Das Deutsche Hygienemuseum in Dresden sucht in einer Ausstellung nach der Wahrheit im Fake und richtet dafür ein fiktives Amt ein

Ein Beispiel aus der Pseudowissenschaft: Der Gall‘sche Kopf Foto: David Brandt, © Stiftung Deutsches Hygiene-Museum

Von Michael Bartsch

Es war ein Deepfake, noch Ende letzter Woche. Die Berliner Oberbürgermeisterin Franziska Giffey (SPD) dachte eigentlich, per Videoschalte mit Vitali Klitschko zu sprechen. Doch offenbar hatte eine andere Person mit der Technik des Face-Swapping das Gesicht auf dem Bildschirm nur so aussehen lassen, als sei es das des Bürgermeisters von Kiew. Giffey sprach gar nicht mit Klitschko.

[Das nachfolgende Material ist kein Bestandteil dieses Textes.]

PR #1573, opened 2021-06-18
Assign clientInfo in a default constructor

neheb:
Avoids some issue in GCC's -fanalyzer about a null pointer.

### DIFF
--- a/src/util/upnp_clients.cc
+++ b/src/util/upnp_clients.cc
@@ -33,9 +33,10 @@
 
 #include <upnp.h>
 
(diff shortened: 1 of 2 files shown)


KarlStraussberger:
Fine in this case. Need to find a strategy to deal with the other `static`s

neheb:
Note that fanalyzer only complains about this one.

KarlStraussberger:
Seems it only complains about complex types (like `Client`).  So no need to redo the other code 😌

PR #1576, opened 2021-06-18
remove nullptr checks and static members

neheb:
Not needed for std::unique_ptr.


KarlStraussberger:
That has an extreme runtime effect: setup is created for each call instead of once.

neheb:
OK.

PR #1578, opened 2021-06-18
add missing close

neheb:

### DIFF
--- a/src/util/tools.cc
+++ b/src/util/tools.cc
@@ -1202,6 +1202,8 @@ int find_local_port(in_port_t range_min, in_port_t range_max)
             return port;
         }
 
+        close(fd);
+
         retry_count++;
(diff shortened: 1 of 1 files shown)


src/util/tools.cc
```diff
@@ -1205,6 +1205,8 @@ int find_local_port(in_port_t range_min, in_port_t range_max)
         retry_count++;
     } while (retry_count < std::numeric_limits<uint16_t>::max());
 
+    close(fd);
```
KarlStraussberger, line 1208: In my opinion it can / should be placed in the end of the while loop if connect fails.

KarlStraussberger (changes requested):

src/util/tools.cc
neheb: Sounds right.

KarlStraussberger (approved):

Manipulierte Bilder und falsche Nachrichten, sie sind Teil des russischen Angriffskriegs in der Ukraine. Und sie erreichen auch unsere Medien. Was über solche Kriege noch Wahres berichtet werden kann, auch das hinterfragt die Ausstellung im Deutschen Hygienemuseum Dresden. Die Schau untersucht weiter, wie das Phänomen „Fake“ in viele unsere Lebensbereiche vorgedrungen ist.

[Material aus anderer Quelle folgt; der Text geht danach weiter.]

PR #1580, opened 2021-06-18
default initialize some io stuff

neheb:

### DIFF
--- a/src/iohandler/io_handler_buffer_helper.cc
+++ b/src/iohandler/io_handler_buffer_helper.cc
@@ -37,27 +37,14 @@
 
 IOHandlerBufferHelper::IOHandlerBufferHelper(std::shared_ptr<Config> config, size_t bufSize, size_t initialFillSize)
     : config(std::move(config))
+    , bufSize(bufSize)
+    , initialFillSize(initialFillSize)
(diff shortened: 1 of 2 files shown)


src/iohandler/io_handler_buffer_helper.cc
```diff
@@ -43,21 +43,9 @@ IOHandlerBufferHelper::IOHandlerBufferHelper(std::shared_ptr<Config> config, siz
     if (initialFillSize > bufSize)
         throw_std_runtime_error("initialFillSize must be lesser than or equal to the size of the buffer");
 
-    this->bufSize = bufSize;
-    this->initialFillSize = initialFillSize;
+    bufSize = bufSize;
+    initialFillSize = initialFillSize;
```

Der Kurator der Ausstellung und Philosoph Daniel Tyradellis wendet in „Fake. Die ganze Wahrheit“ Techniken und Algorithmen einer Fälschungsmaschinerie an, die für uns alle mit dem steten Gebrauch von Smartphones geläufig geworden sind. Stimmt es, dass tote Katzen zu Benzin verarbeitet werden? Wahr oder Fake?

Die Frage „Was ist Wahrheit?“ ist uralt – das belegen auch die historischen Lügenbücher in der Ausstellung –, aber die Antworten darauf sind in der internetbasierten und zunehmend subjektivistisch bestimmten Informationsgesellschaft noch komplizierter geworden.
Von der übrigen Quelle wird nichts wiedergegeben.